Por otro lado hay estrategias de búsqueda activa y cribado de contactos que han hecho reducir la tuberculosis considerablemente en algunos países. La prevención farmacológica en aquellos pacientes infectados, si bien ha demostrado su capacidad preventiva, tiene retos importantes de adherencia y su eficacia ha sido cuestionada en contextos de alta transmisión.

Objetivos ambiciosos, pero no imposibles

La OMS se ha fijado como meta post 2015 el reducir las muertes por tuberculosis en un 95% y la incidencia de nuevos casos en un 90% entre 2015 y 2035, lo que correspondería a menos de 10 casos de enfermedad por 100.000 habitantes y año, la barrera de considerar a la tuberculosis un problema serio de salud pública. Para lograrlo tendremos que aumentar la tasa de descenso anual observada en los últimos años de un 1,5% a alrededor del 15%. Asimismo, para 33 países que han conseguido ya esta meta, se aspira a tener menos de un caso por 100.000 habitantes en 2035 y la eliminación de la enfermedad en el año 2050. ¿Ambicioso?

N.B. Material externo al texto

PR #7236, opened 2026-08-27
Fix castlepoint_gov_uk returning the wrong street when a name is not unique

CRZTFR:
## Problem

`_get_road_id` returns the **first** `roadID=` link on the search results page, whatever it happens to be. Several street names occur more than once in the borough, on different collection rounds, so residents of the other one silently get another street's schedule.

Live results today:

```
searchterm=High Street  -> 3 results
    BENFLEET      / HIGH STREET            / 4907
    BENFLEET      / HIGH STREET - HADLEIGH / 4909
    CANVEY ISLAND / HIGH STREET            / 4908

searchterm=Ash Road    -> 2 results
    BENFLEET      / ASH ROAD - HADLEIGH    / 4481
    CANVEY ISLAND / ASH ROAD               / 4480
```

**The existing `Ash Road` TEST_CASE is one of these**, and the two are genuinely different rounds — fetched through the live site just now:

| `street_name` | roadID | next black sack | next pink sack |
|---|---|---|---|
| `Ash Road` (before this PR) | 4481 | 28 Aug | 5 Sep |
| `Ash Road` (after this PR) | 4480 | 1 Sep | 7 Sep |

So Canvey Island's Ash Road residents have been getting Benfleet's dates, and the test case passed throughout because it only ever checked that *some* dates came back.

Two smaller problems in the same path:

- The council's search matches bare street names and returns **nothing at all** for anything else — including a leading house number. `12 Ash Road`, which is what a resident naturally types, found no street whatsoever. (It also rejects the council's own `ASH ROAD - HADLEIGH` label.)
- A failed lookup raised bare `SourceArgumentNotFound`, so the config flow had no candidates to offer even when the search had returned some.

And one unrelated latent bug found while verifying the calendar parse:

- The month headers carry a month but no year (`August`, `September`), and the year fell back to `datetime.now().year` unconditionally. The page shows the current month *and the next*, so in December the second table is January of the following year — every collection in it was dated eleven months into the past.

## Change

Results are grouped per town in the markup (`div.flex-item-town` > `h3`), which is the only thing separating two streets of the same name. The town is now kept alongside the label, and candidates are matched in tiers:

0. town-qualified form, `HIGH STREET (CANVEY ISLAND)`
1. the council's exact label, `ASH ROAD`
2. the label without its district suffix, `GIFFORD ROAD` from `GIFFORD ROAD - SOUTH BENFLEET`

The tier order is what keeps `Ash Road` deterministic: it is both the full name of a Canvey Island street and the un-suffixed form of Benfleet's `ASH ROAD - HADLEIGH`, and tier 1 settles it on the one actually called Ash Road instead of declaring it ambiguous.

Where tiers cannot separate the candidates — `High Street` matches two byte-identical `HIGH STREET` labels — it now raises `SourceArgAmbiguousWithSuggestions` listing `HIGH STREET (BENFLEET)` and `HIGH STREET (CANVEY ISLAND)`. **Those suggested values are accepted verbatim as `street_name`**, so the config flow round-trips.

The search term is progressively simplified (house number, then town suffix, then district suffix) until the register recognises it, while the original value is kept for matching. `roadID` is untouched and still bypasses the search entirely.

## Behaviour change worth flagging

Anyone configured with `street_name: Ash Road` moves from roadID 4481 to 4480. The previous answer was positional, not chosen. Benfleet's street stays reachable as `ASH ROAD - HADLEIGH` or by `roadID: 4481`. I think that is the right way round, but happy to reverse the tie-break if you disagree.

## Verification

Everything below was run against the live site. Note that `apps.castlepoint.gov.uk` sits behind a firewall that only accepts UK IP addresses and drops everything else without a reply, so this source cannot be tested from outside the UK — I used a UK vantage point, and have added a note about it to the doc page since it also affects non-UK Home Assistant instances.

- Search-results and calendar HTML captured live, and the parser exercised against those pages: exact-label vs suffix-stripped tie-break, house-number stripping, suggestion round-trip, ambiguity, and the December→January year rollover.
- Parsed dates for `GIFFORD ROAD` (4802) cross-checked against the council's own calendar page — all nine entries, including the Thu 3 Sep slip for the bank-holiday week commencing 31 August.
- All TEST_CASES resolve live, `roadID` included.
- `python -m pytest tests/test_source_components.py` — 35 passed.
- `ruff check` / `ruff format --check` — clean.

### DIFF
--- a/custom_components/waste_collection_schedule/waste_collection_schedule/source/castlepoint_gov_uk.py
+++ b/custom_components/waste_collection_schedule/waste_collection_schedule/source/castlepoint_gov_uk.py
@@ -5,8 +5,9 @@ import requests
 from bs4 import BeautifulSoup
 from waste_collection_schedule import Collection, Icons
 from waste_collection_schedule.exceptions import (
+    SourceArgAmbiguousWithSuggestions,
     SourceArgumentExceptionMultiple,
-    SourceArgumentNotFound,
+    SourceArgumentNotFoundWithSuggestions,
 )
 
 TITLE = "Castle Point Borough Council"
@@ -18,6 +19,16 @@ TEST_CASES = {
     "ABBOTSWOOD": {"roadID": "4448"},
     "Ash Road": {"street_name": "Ash Road"},
     "St Marys Road": {"street_name": "St Marys Road"},
+    # "Ash Road" also matches "ASH ROAD - HADLEIGH" once the district suffix is
+    # dropped; naming the suffixed street picks that one instead.
+    "Ash Road, Hadleigh": {"street_name": "ASH ROAD - HADLEIGH"},
+    # HIGH STREET exists in both Benfleet and Canvey Island, on different
+    # rounds, so bare "High Street" is genuinely ambiguous. This covers the
+    # town-qualified form the ambiguity error hands back.
+    "High Street (Canvey Island)": {"street_name": "HIGH STREET (CANVEY ISLAND)"},
+    # A house number in front of the street is what a resident naturally types;
+    # the council's own search returns nothing at all for it.
+    "12 Ash Road": {"street_name": "12 Ash Road"},
 }
 
 API_URLS = {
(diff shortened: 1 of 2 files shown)


bbr111 (approved):
Nice piece of work — the diagnosis is careful and the writeup made this easy to review. Picking the first `roadID=` link on the page was always going to be a coin toss for the streets that occur twice, and grouping by `div.flex-item-town` is the right handle since the town is genuinely the only discriminator in the markup. The tier ordering settling `Ash Road` on the street actually called Ash Road, rather than declaring the borough ambiguous, is the right call — agreed on the direction of the tie-break. The December→January year rollover is a good catch too.

I pushed one small follow-up. `_match_tiers` had a gap for streets that carry a district suffix: `PARAM_DESCRIPTIONS` and the doc page both tell people to "add the town in brackets", but for Benfleet's Ash Road the tier-0 form is `ASH ROAD - HADLEIGH (BENFLEET)`, so the natural `ASH ROAD (BENFLEET)` missed it, fell through to the un-qualified tier and silently resolved to Canvey Island's 4480 — the same wrong-street failure mode this PR fixes. I added a tier for the town-qualified un-suffixed form between tiers 0 and 1, and made the loop bound derive from the tier list instead of a hardcoded `range(3)`.

The new tier only fires when the input itself carries a bracketed town, so nothing about bare-name resolution changes. I re-ran your scenarios offline against the candidate table from your description and all of them are unchanged: `Ash Road`→4480, `ASH ROAD - HADLEIGH`→4481, `12 Ash Road`→4480, `HIGH STREET (CANVEY ISLAND)`→4908, bare `High Street` still ambiguous with the same two suggestions. `ASH ROAD (BENFLEET)` now returns 4481.

I can confirm the firewall note independently — the host times out with no reply from here, so I could not live-test, and I have relied on your verification for the HTML shapes. `tests/test_source_components.py` passes (35). Thanks also for the doc page update; the note for non-UK instances will save someone a long debugging session.

I will call out the `Ash Road` roadID change in the release notes so existing users know why their dates shifted.

PR #11927, opened 2025-11-07
[DO NOT MERGE] Cetus MS

Kashargul:
Just for TM


lbnesquik:
image
Floating light

Kashargul:
> image
> 
> Floating light

Should be opened as issue or reported on discord in the map thread. This is just a map swap TM which likely isn't monitored by mappers.

PR #12134, opened 2025-12-19
[MIRROR] Unstable metamorph ray can be fixed with multitool

CHOMPStation2StaffMirrorBot:
Original PR: https://github.com/VOREStation/VOREStation/pull/18830
--------------------
## About The Pull Request
Allows the unstable metamorphosis ray to be repaired into an advanced one via multitool, so that people who want it for scenes don't have to gamble as much if they'd like. An advanced metamorphosis ray can now also be 'scrambled' into an unstable one if people want too.
## Changelog
:cl:
qol: Unstable metamorphosis ray can be repaired into an advanced one with a multitool.
/:cl:


Cameron-The-Raven:
I can't see any way to obtain these that doesn't already let you obtain the non-random variant.

PR #12199, opened 2026-01-01
Some new Vac-Pack stuff

Verkister:
## About The Pull Request
-Adds a new subtype "Scoop Hopper" that basically does the same as regular vac but more classic trash bag style with different sounds and verbs and no animation wait. (no custom sprites yet tho)
-Turf targeted vacuuming with loose items now has a new visual effect. (doesn't show up on floor dirt or individually targeted items)
-Suck sound and verb and animation toggle now have editable vars.
-New dangerous power level mode that pulls loose targets in from 3x3 radius.
## Changelog
:cl:
add: Added a new vac-pack subtype and a new power level and effects.
qol: Vac-pack custom sounds and verbs and anim toggle are now editable vars.
/:cl:


Verkister:
Anything else I should add?

PR #12440, opened 2026-02-22
Prevent Prometheans and Proteans from taking Rotting Genetics

Sharkmare:
## About The Pull Request
Prevents Proteans and Prometheans from taking the rotting  Genetic trait as they dont have Genetics and are unaffected by the downsides.
## Changelog
:cl:
fix:Rotting genetics can no longer be taken by Prometheans and Proteans in Character setup
/:cl:


Cameron-The-Raven:
Upported.

PR #12622, opened 2026-03-31
adds a shapeshifting trait

zeskorion:
## About The Pull Request
adds a true shapeshifter trait. This allows for freely editing character appearance on the fly, and costs three points.
The three points is a compromise- It's less restrictive than the one-point cocoon, and I don't want every single character around to just suddenly be a shapeshifter. I'm very willing to change the point cost, make the trait neutral, whatever, if desired.

Made modular, I do not expect this to be desirable to virgo

## Changelog
:cl:
add: shapeshifter trait
/:cl:


BlackMajor:
>It's less restrictive than the one-point cocoon

You fool, Weaver exists in neutral traits that does what cocoon does FOR FREE.
(Make it Neutral fr since everyone already COULD neutral shapeshifter via Weaver)

PR #12804, opened 2026-06-05
Object Vore Liberation

Verkister:
## About The Pull Request
Something fun a lot of people had been wishing for, including myself.
Adds the trash eater restriction toggle verb to the vore verbs on living mob login and an admin log alert for sussing out possible abuse when the verb is used.
## Changelog
:cl:
add: Added trash eater toggle to the vore verbs on living mob login.
add: Added an admin log alert for the trash eater toggle verb for sussing out possible abuse.
/:cl:

### DIFF
--- a/code/modules/mob/living/login.dm
+++ b/code/modules/mob/living/login.dm
@@ -23,6 +23,7 @@
 	add_verb(src, /mob/living/proc/mute_entry)
 	add_verb(src, /mob/living/proc/liquidbelly_visuals)
 	add_verb(src, /mob/living/proc/fix_vore_effects)
+	add_verb(src, /mob/living/proc/restrict_trasheater) //CHOMPAdd
 
 	if(!no_vore)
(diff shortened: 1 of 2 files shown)


zeskorion:
I don't think that allowing this without oversight is the right play

Cameron-The-Raven:
Personally I'm iffy on this PR.
The logging is fine, but I think it should still require admin intervention to toggle it on instead of having just EVERYTHING be able to be eaten with a single toggle.

At that point, if we can just toggle the 'safety to eating items' off, why even _have_ the safety in the first place?

If the issuee is that items aren't trasheatable, it'd seem like the better solution would to enable trash eater on those items.

Verkister:
Will need unfucking of the whole system. It appears someone took the unwisely named whitelist bypass var a little too literally during some refactors and removed *all* restrictions at some point.

PR #12836, opened 2026-06-23
Borgs can eat Borg-o's!

WolvesAndOwls:
## About The Pull Request
Borgs can now, as before, eat borg-o's.
## Changelog
:cl:
fix: Borgs can now eat borg-o's
/:cl:

### DIFF
--- a/code/game/objects/items/trash_vr.dm
+++ b/code/game/objects/items/trash_vr.dm
@@ -25,6 +25,27 @@
 	desc = "Contains every type of scrap material your robot puppy needs to grow big and strong."
 	icon = 'icons/mob/dogborg_vr.dmi'
 	icon_state = "kibble"
+	//CHOMPAdd
+	var/bitecount = 0
+	var/bites = 5
+	//CHOMPEnd
+
+//CHOMPAdd
+//Nibble is for borgs poking at borg-o's.
+/obj/item/trash/rkibble/attack_ai(mob/user as mob)
+	. = ..()
+	if(isrobot(user))
+		bitecount++
+		user.setClickCooldown(user.get_attack_speed(user))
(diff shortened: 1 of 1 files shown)


code/game/objects/items/trash_vr.dm
```diff
@@ -25,6 +25,26 @@
...
+
+//CHOMPAdd
+/obj/item/trash/rkibble/attack_ai(mob/user as mob)
+	. = ..()
+	if(isrobot(user))
+		bitecount++
+		user.setClickCooldown(user.get_attack_speed(user))
+		//TODO I want to give borgs charge here but I don't know how to do that yet.
+		if(bitecount>=5)
+			user.visible_message(span_infoplain(span_bold("[user]") + " finishes eating \the [src]."),span_info("You finish eating \the [src]."))
```
Kashargul, line 41: why are you mixing visible message and balloon alert? Either or.

Kashargul (changes requested):

code/game/objects/items/trash_vr.dm
WolvesAndOwls: This is a copy paste from everything else. I'll change it.

WolvesAndOwls: Actually, why not both? Wouldn't it be more responsive visually and flavorly? You can see the action then check the log if you missed it.

Kashargul: visible message implies the other 

Why should it take the performance twice

WolvesAndOwls: I see, I didn't know you can pass a runechat message through visible_message. I'm also pushing this upstream to virgo

PR #12904, opened 2026-07-13
Gets rid of unused interface window

ItsSelis:
## About The Pull Request

Most references to this window/element have been removed in PR #10930. These seem to have been some missed leftovers as the system was upgraded.

It is most noticeable on Linux playing the game through Wine, as there is a black/empty and non-closeable "Marking Selection Editing" window that spawns with the game itself.

## Changelog
:cl:
fix: Removes old/unused interface window/element
/:cl:


ItsSelis:
Will be fixed in https://github.com/VOREStation/VOREStation/pull/19616

PR #12987, opened 2026-08-30
Adds Food Synthesizers to all maps

Poojawa:
Also adds direction Open signs for the bar, because it looked better with how cluttered the whole ass map is.

As a reminder, the machines automatically offset on round start.

Practical change log
Cetus: Moved light from next to the door to on top of the jukebox

Southern Cross: Deleted extra camera next to bar door, external camera can see through windows and airlock to fulfill vision needs. Made the bar open sign directional and shifted it away from where the food synthesizer is now. 

Relic/Soluna: No real changes of note, Relic had a single chair removed near the stairwell. 

StrongDMM cleaned up map vars automatically

:cl: Poojawa
maptweak: Added Food synthesizers to Southern Cross, Cetus, and for consistency Relic/Soluna
/:cl:


zeskorion:
I'd prefer these changes not be done on cetus. I'm actively maintaining the map, and have an apparent fix pr and would prefer avoid merge conflicts

Additionally, i do not believe this is a good change.

Poojawa:
Map conflicts shouldn't happen because they aren't in the same area as some of the changed areas, unless you're fully overhauling the bar...?

I also made efforts to be as low impact as possible to the overall layout, it really is just that moved light to put the machine in.

Kashargul:
Staff discussion prefers it to remain buildable and not having it mapped in.

PR #13025, opened 2026-09-11
[MIRROR] Improvifys spring traps

CHOMPStation2StaffMirrorBot:
Original PR: https://github.com/VOREStation/VOREStation/pull/19712
--------------------
spring pad code
## About The Pull Request
Moves spring traps from the protolathe to hand-crafting, reduces a lot of their tool action times, and also makes them affected by tool efficency.

Additionally makes normal spring traps require manual resetting, while self-resetting ones require an additional motor to craft.

## Changelog
:cl:
add: added a self-resetting spring trap. The normal one nolonger self-resets as a side effect.
add: Made springtraps craftable via gui hand-crafting menu
del: Removed spring traps from the protolathe. They're improvised now.
qol: Added a mini-grace period to disarming spring traps without them going off. This should help with misclicks.
/:cl:


Cameron-The-Raven:
DBD_KEYCHUP_FNAF_CERT_PR_SCREENSHOT_02_VF_91c0d2703b

PR #710, opened 2026-04-22
Decode RLE encoded COCO segmetation datasets

simonschoelly:
## What has changed and why?

This PR adds support for RLE encoded masks for COCO instance segmentation datasets.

Sí. ¿Imposible? No.

La financiación actual, ya sea para programas de control de la enfermedad o para investigación, no es suficiente si queremos lograr esas metas. Se estima que sería necesaria una inversión de 2.700 millones de dólares anuales para ello. Sin un compromiso político y financiero a escala global y sin nuevas herramientas que contribuyan a acelerar la reducción de casos y muertes, la eliminación de la tuberculosis será un mero sueño.

Alberto García-Basteiro es investigador del Instituto de Salud Global de Barcelona (ISGlobal) en el Centro de Investigación en Salud de Manhiça (CISM), Mozambique.